Ian Reichman was a 22-year-old with the world, and a soccer ball, at his feet.
Tearing around the field on a Friday afternoon in Sydney, Australia Mr. Reichman, who had always suffered migraines, began to notice his arms going numb but thought little of it at the time.
Five minutes after he walked off the ground he fell, tried to lift himself up using the right side of his body but collapsed and lost consciousness.
Mr. Reichman woke up three weeks later in Sydney’s St Vincent’s Hospital, having suffered a stroke that nearly claimed his life.
Now 30, Mr. Reichman said there was nothing physically wrong with him that suggested he was at risk of the condition.
“I had just started uni and was doing really well,” he told NCA NewsWire this week.
He didn’t smoke, wasn’t a drug user and partied within the pretty reasonable bounds of an undergraduate student.
Mr. Reichman spent four weeks in a coma, was in hospital for two weeks, was an inpatient at a rehabilitation center for nine weeks, and spent a year walking aided in general rehabilitation.
He said “there was just nothing” that could have suggested he was at risk from a stroke, and he didn’t have a family history of the disease.
Ten-and-a-half years later, Mr. Reichman, though saying he will never be “normal,” said at the age of 30 “life is good”.
He works at a disability company that works with the Australian National Disability Insurance Scheme and goes to the gym, but he still walks with a significant limp on his right-hand side and has a substantially weaker right leg.
Mr. Reichman’s experience, although unusual in a man of his age, is disconcertingly common.
According to the Stroke Foundation, more than 27,000 Australians experienced a stroke for the first time in 2020, 24 percent of whom were people under 54.
The Stroke Foundation, in its top 10 facts about stroke, said the condition killed more women than breast cancer each year and more men than prostate cancer.
Now, a new trial is hoping to shine a light on the warning signs and reduce one of the country’s biggest killers.
It’s being led by Heart Research Institute director of external affairs Ben Freedman, who is hoping the trial, which is directed at people over the age of 70, will give them a broader understanding of the simple and often harmless antecedents that are often a warning sign for stroke.
Professor Freedman said one in 10 Australians did not know they had atrial fibrillation, or an irregular heartbeat, at the time of their stroke.
He is using this fact to guide the widespread testing of Australians over 70 for atrial fibrillation through a handheld thumb device, with the aim of testing the hypothesis that more intensive electrocardiogram (ECG) screenings will reduce strokes and deaths.
An ECG screening records the electrical signals of the heart and is commonly used to detect heart problems.
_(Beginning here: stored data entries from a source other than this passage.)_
PR #3136, opened 2026-08-10
MLIR: shadow stores of pointers in reverse mode

wsmoses:
Storing an active pointer into memory has no float adjoint to
accumulate; its derivative story is structural, like llvm.getelementptr:
the shadow memory must hold the shadow pointer at the same spot, so
shadow loads traverse shadow structures. Previously nothing wrote the
shadow slot, and reverse-differentiating code that round-trips a data
pointer through a struct -- the capture struct a CUDA kernel launch
packs its arguments into -- read back a null shadow data pointer. A
pointer nothing differentiates is its own shadow, keeping inactive
fields readable through the shadow object.

Split out of #3132 per review.

### DIFF
--- a/enzyme/Enzyme/MLIR/Implementations/AffineAutoDiffOpInterfaceImpl.cpp
+++ b/enzyme/Enzyme/MLIR/Implementations/AffineAutoDiffOpInterfaceImpl.cpp
@@ -1042,12 +1042,24 @@ struct AffineStoreOpInterfaceReverse
     return SmallVector<Value>();
   }
 
+  // Same structural story as memref.store: a stored mutable value's shadow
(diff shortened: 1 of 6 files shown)


wsmoses:
All three were missing: llvm.store handled only non-mutable values in reverse, and memref.store/affine.store had the same gap with createShadowValues an explicit TODO stub. Extended the PR to cover all three consistently, each with a lit test.

wsmoses:
Added one more case of the same convention: the memory-identity *forward* handler refused a stored constant of mutable type (MFEM's compatibility test stores an inactive data pointer into differentiated memory). An inactive pointer is its own shadow there too; test included.

PR #3137, opened 2026-08-10
Keep the shadow of a constant a constant in invertPointerM

### LINKED ISSUE #3128: assertion cast<Ty>() argument of incompatible type!
https://tinyurl.com/27srmb39
```llvm
; Enzyme: cast<Constant>() argument of incompatible type
;
;   opt castconst-reduced.ll -load-pass-plugin=libEnzyme-23.so -passes=enzyme -S
;
; opt: llvm/Support/Casting.h:572: decltype(auto) llvm::cast(From *)
;   [To = llvm::Constant, From = llvm::Value]:
;   Assertion `isa<To>(Val) && "cast<Ty>() argument of incompatible type!"'
;
; GradientUtils.cpp, the ConstantDataArray case of invertPointerM:
;
;   Value *val = invertPointerM(el, BuilderM, subTT);
;   Vals.push_back(cast<Constant>(val));      ; <-- fires here
;
; @tab holds two packed doubles as bytes, so its ConstantDataArray elements are
; i8. Element 0 is byte 0x55 ('U') of 1/3 = 0x3FD5555555555555. Its one-byte
; TypeTree window overlaps a float without covering the whole double, so
; inverting that element falls into the generic partially-float path, which
; emits an alloca/store/load and hands back a LoadInst rather than a Constant.
;
; The store makes @tab active, so Enzyme builds a shadow global and inverts its
; initializer; without it the global stays constant and is never inverted.
;
; Reduced with llvm-reduce from repro/castconst-single.rs (a no_std Rust file).

@tab = global [16 x i8] c"UUUUUU\D5?\00\00\00\00\00\00\D0?"
@enzyme_dup = external global ptr

define void @f(ptr %0, i64 %1, ptr %2, i64 %3, i32 %4) {
  store i32 0, ptr @tab, align 4
  ret void
}

define {} @entry() {
  %1 = tail call {} (...) @__enzyme_autodiff(ptr @f, ptr @enzyme_dup, ptr null, ptr null, ptr @enzyme_const, i64 0, ptr @enzyme_dup, ptr null, ptr null, ptr @enzyme_const, i64 0, ptr @enzyme_const, i32 0)
  ret {} %1
}

declare {} @__enzyme_autodiff(...)
```
@wsmoses

ZuseZ4:
Rust always emits arrays as `[N x i8]`, which might be why it showed up repeatedly.

The ConstantDataArray / ConstantArray / ConstantStruct / ConstantVector cases of invertPointerM invert each element and feed the results straight into ConstantArray::get and friends, so they do cast<Constant>() on whatever the recursive call returned. That call is not guaranteed to hand back a constant: when the element's TypeTree says it overlaps a float but does not cover all of it, invertPointerM falls through to the generic partially-float path, which emits an alloca/store/store-zero/load sequence and returns the LoadInst. The cast then trips

  Assertion `isa<To>(Val) && "cast<Ty>() argument of incompatible type!"'

in llvm::cast<llvm::Constant>.

A partial float window is exactly what the individual i8s of a [N x i8] blob holding packed doubles produce. Differentiating a Rust `static` of type [16 x i8] holding f64 tables reaches invertPointerM as the initializer of a global, recurses into the ConstantDataArray case, and inverting the element `i8 85` (byte 0 of 0x3FD5555555555555) returns a LoadInst.

Fix it at the source rather than at the four call sites: when the value being inverted is a scalar constant, compute the same byte-wise nulling by folding instead of by emitting instructions. nullFloatBytesOfConstant() zeroes every byte the TypeTree types as a float (or as anything other than an integer or a pointer) and keeps the rest, which is what the alloca sequence does, and returns null for anything it cannot reinterpret bitwise so those inputs still take the old path.

None of the 1204 existing lit tests reach the new branch, so this only affects inputs that used to assert.

@wsmoses 
Closes #3128

### DIFF
--- a/enzyme/Enzyme/GradientUtils.cpp
+++ b/enzyme/Enzyme/GradientUtils.cpp
@@ -5441,6 +5441,65 @@ static bool allNullOrUndef(Value *C, const DataLayout &dl, TypeTree TT) {
   return false;
 }
 
+/// Return a copy of the scalar constant `C` with every byte that `TT` types as
+/// a float (or as something other than an integer or a pointer) replaced by
+/// zero, keeping the remaining bytes as they were. This is the constant-folded
+/// equivalent of the alloca/store/store-zero/load sequence invertPointerM emits
+/// for a value that is only partially float, and it lets the shadow of a
+/// constant stay a constant. Returns null if `C` cannot be reinterpreted
+/// bitwise, in which case the caller falls back to emitting that sequence.
+static Constant *nullFloatBytesOfConstant(Constant *C, const TypeTree &TT,
+                                          const DataLayout &DL) {
+  auto *Ty = C->getType();
+
+  APInt bytes(8, 0);
+  if (auto CI = dyn_cast<ConstantInt>(C))
+    bytes = CI->getValue();
+  else if (auto CFP = dyn_cast<ConstantFP>(C))
+    bytes = CFP->getValueAPF().bitcastToAPInt();
+  else
+    return nullptr;
+
+  // Only a whole number of bytes can be masked byte-wise, and only a type
+  // whose value fills its in-memory footprint can be rebuilt from those bytes
+  // (this rules out i1, i24, x86_fp80, ...).
+  unsigned bits = bytes.getBitWidth();
+  size_t size = bits / 8;
+  size_t storeSize = (DL.getTypeStoreSizeInBits(Ty) + 7) / 8;
+  if (size == 0 || size * 8 != bits || size != storeSize)
+    return nullptr;
+
+  APInt mask(bits, 0);
+  for (size_t i = 0; i < size;) {
+    auto CT = TT[{(int)i}];
+    size_t chunk = 1;
+    if (CT == BaseType::Pointer) {
+      // A pointer is carried through unchanged, like an integer.
+      i += DL.getPointerSize(0);
+      continue;
+    } else if (auto flt = CT.isFloat()) {
+      chunk = (DL.getTypeSizeInBits(flt) + 7) / 8;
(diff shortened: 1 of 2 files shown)


wsmoses (commented):
this doesn't feel like the right fix, why is it not a constant in some cases?

ZuseZ4:
@wsmoses pushed an update. I'd guess the first commit should be dropped, just left it while you're reviewing. But also feel free to close here and fix it yourself.

Shortened AI  answer: 


  The value is fine — the TypeTree is empty. invertPointerM's GlobalVariable case inverts an initializer using the tree it holds for the pointer, which says nothing about the
  pointee, and the aggregate cases slice that empty tree per element. Instrumenting the reproducer: aggregate arrives as {}, every element sliced to {}.

  An all-Unknown tree is the one input the predicates disagree on — anyFloat() says "may be float", allFloat() says "not all float" — which is exactly the guard on the
  partially-float path. So an untyped constant gets routed into emitting alloca/store/load.

  Type analysis already knows: TR.query() returns {[-1]:Anything}, which slices to Anything per element, and the existing isa<ConstantData> && allFloat(anythingIsFloat) case
  folds each to a null constant. So:

  if (!TT.isKnown() && isa<Constant>(oval))
    TT = TR.query(oval);

  This alone fixes #3128 — with commit 1's fold disabled both reproducers pass and @tab_shadow is zeroinitializer either way. I kept the fold as a backstop for constants that
  really are typed partially float; happy to drop it for an EmitFailure at the four cast<Constant> sites if you prefer the smaller diff.

  Across the 1205 lit tests the new branch is reached by 1 file (the new test), and nothing else changes.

“The aim of the trial is to show that early detection of AF (atrial fibrillation) will decrease the risk of stroke in this patient group and potentially lead to a national screening program for early detection of AF, just like we see with mammograms for breast cancer,” Professor Freedman said.
“AF is the most common abnormal heart rhythm and it is often asymptomatic – but early diagnosis could save your life.”
Professor Freedman said about a third of strokes could be attributed to AF, and for many there is no family history of the condition.
He said the prevalence of the condition increased with age, affecting about 10 percent of people over 70, and increases the risk of stroke by up to five times.
The trial will approach people through their GP in selected practices, and it has already begun at the University of Cambridge in the UK.
“They’ll use a novel thumb-ECG device to record heart rhythm four times a day, three days a week,” Professor Freedman said.
“Patients will be randomized to either the active screening or control arm to answer the question of whether population screening will prevent stroke,” he said.
“Once AF is diagnosed on a screening ECG, patients will be asked to visit their GP practice to discuss care and management.”
He said the explosion in consumer-led wrist-worn pulse tracking devices, such as Fitbit and Apple watches, could allow people detect the presence of AF but added there were “complexities” in how they could be interpreted by doctors.
“The issue for medical practitioners is what people are doing with those results and how they are being interpreted,” Professor Freedman said.
“They are not the silver bullet to understanding heart health.”
Professor Freedman said their results “should be treated with caution”.
“That’s why we need more research into portable ECG,” he said.
“We need to bridge the healthcare gap between consumer-led and doctor-led interventions.
“The speed at which technology is changing is amazing, but it can be a medical minefield. It’s why it’s so important we conduct this critical research.”